Meine Seite: http://www.sims2-wear
(irgendwie entfernt er hier im Forum immer das !)
Sie hat ein iframe, dem hab ich den Namen "main" gegeben, 
<iframe src="home.html" ... name="main"...>
die Links auf der startseite (http://home.arcor.de/julieann/index.htm) haben alle als target="main" und wenn ich die Datei auf meiner Festplatte im Explorer öffne, gibt´s kein Problem.
Allerdings öffnet er, wenn ich die upgeloadete Seite im Internet aufrufe, die Links immer im neuen Fenster.
Bin ich doof, oder was? Kann mir jemand helfen?


----------



## julieann (17. April 2005)

Mir ist noch was aufgefallen:
wenn ich die Seite direkt aufrufe (also unter http://home.arcor.de/julieann/index.htm) gibt´s das Problem nicht.
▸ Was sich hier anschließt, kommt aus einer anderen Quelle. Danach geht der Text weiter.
PR #808, opened 2026-04-13
[AscendNPU IR][A5] fix: use more friendly arith+math ops instead of linalg

AhmedYasser5:
Ops like `linalg.add` are not handled correctly in NPU IR, so we change to `arith` and `math` dialects to support complex A5 kernels like FA.

### DIFF
--- a/src/target/codegen_npuir_dev.cc
+++ b/src/target/codegen_npuir_dev.cc
@@ -1953,8 +1953,8 @@ static inline constexpr bool startsWith(std::string_view str,
 /// before:
 ///     T.npuir_exp(A, B)
 /// after:
-        %.* = <linalg>.<op> ins(%A_trans) outs(B) -> tensor<>
-        or
+///        %.* = <linalg>.<op> ins(%A_trans) outs(B) -> tensor<>
+///        or
 ///     %.* = hivm.hir.<op> ins(A) outs(B) -> tensor<>
 template <typename T, typename U>
 void CodeGenTileLangNPUIRDEV::UnaryVecOpCodegen(const CallNode *op) {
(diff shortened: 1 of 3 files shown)


src/target/codegen_npuir_dev.cc
```diff
@@ -3439,9 +3450,24 @@ mlir::Value CodeGenTileLangNPUIRDEV::VisitExpr_(const CallNode *op) {
...
+      const auto elementType =
+          dst.getType().cast<ShapedType>().getElementType();
+      if (elementType.isa<IntegerType>())
+        return builder
+            .create<mlir::arith::AddIOp>(builder.getUnknownLoc(), src0, src1)
+            .getResult();
+      return builder
+          .create<mlir::arith::AddFOp>(builder.getUnknownLoc(), src0, src1)
+          .getResult();
+    });
```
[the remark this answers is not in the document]
AhmedYasser5: maybe no need because the function is there to make it as general as possible

CeleNewYear (commented):
These changes are excellent in A5, but after being merged into the mainline, the test cases will run CI in the mainline A2/A3, so the compilation options need to be appropriately supported and modified.

AhmedYasser5:
> These changes are excellent in A5, but after being merged into the mainline, the test cases will run CI in the mainline A2/A3, so the compilation options need to be appropriately supported and modified.

I've created an issue and we shall track this later before merging with `npuir` branch

src/target/codegen_npuir_dev.cc
```diff
@@ -3471,13 +3496,66 @@ mlir::Value CodeGenTileLangNPUIRDEV::VisitExpr_(const CallNode *op) {
   } else if (op->op.same_as(Op::Get("tl.npuir_bitcast"))) {
     BitcastCodegen(op);
   } else if (op->op.same_as(Op::Get("tl.npuir_div"))) {
-    CreateHIVMBinaryVectorOp<mlir::hivm::VDivOp>(op);
+    CreateHIVMBinaryVectorOp(op, [](OpBuilder &builder, Value src0, Value src1,
```
baberrehman: We need to abstract this logic inside CreateHIVMBinaryVectorOp (as in A2/A3) lowering and also handle scalar case.

Also, why do we need to pass `[](OpBuilder &builder, Value src0, Value src1, Value dst` as arguments? They can be derived from op.

baberrehman (changes requested):

src/target/codegen_npuir_dev.cc
AhmedYasser5: for some operations, `FloatType` should be handled differently from `IntegerType`. And sometimes, `unsigned int` is handled differently from `signed/signless int`. However, let me try to do it in the function instead.

baberrehman (approved):
LGTM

Nur wenn ich über die Domain reinklicke: http://www.sims2-wear


----------



## Dr Dau (18. April 2005)

Hallo!

Dass kommt daher, weil deine Seite unter der Domain in einem Frame steckt der den Namen "main" hat.
Dein *i*Frame hat aber auch den Namen "main".
Nimm für dein *i*Frame mal einen anderen Namen (z.b. "mitte" oder "anzeige").
Du masst dann die Target's für *<base target="main">* und <*a href="seitenname.html" target="main">Seitenname</a>* entsprechend ändern.
Dann sollte es klappen.

Gruss Dr Dau


----------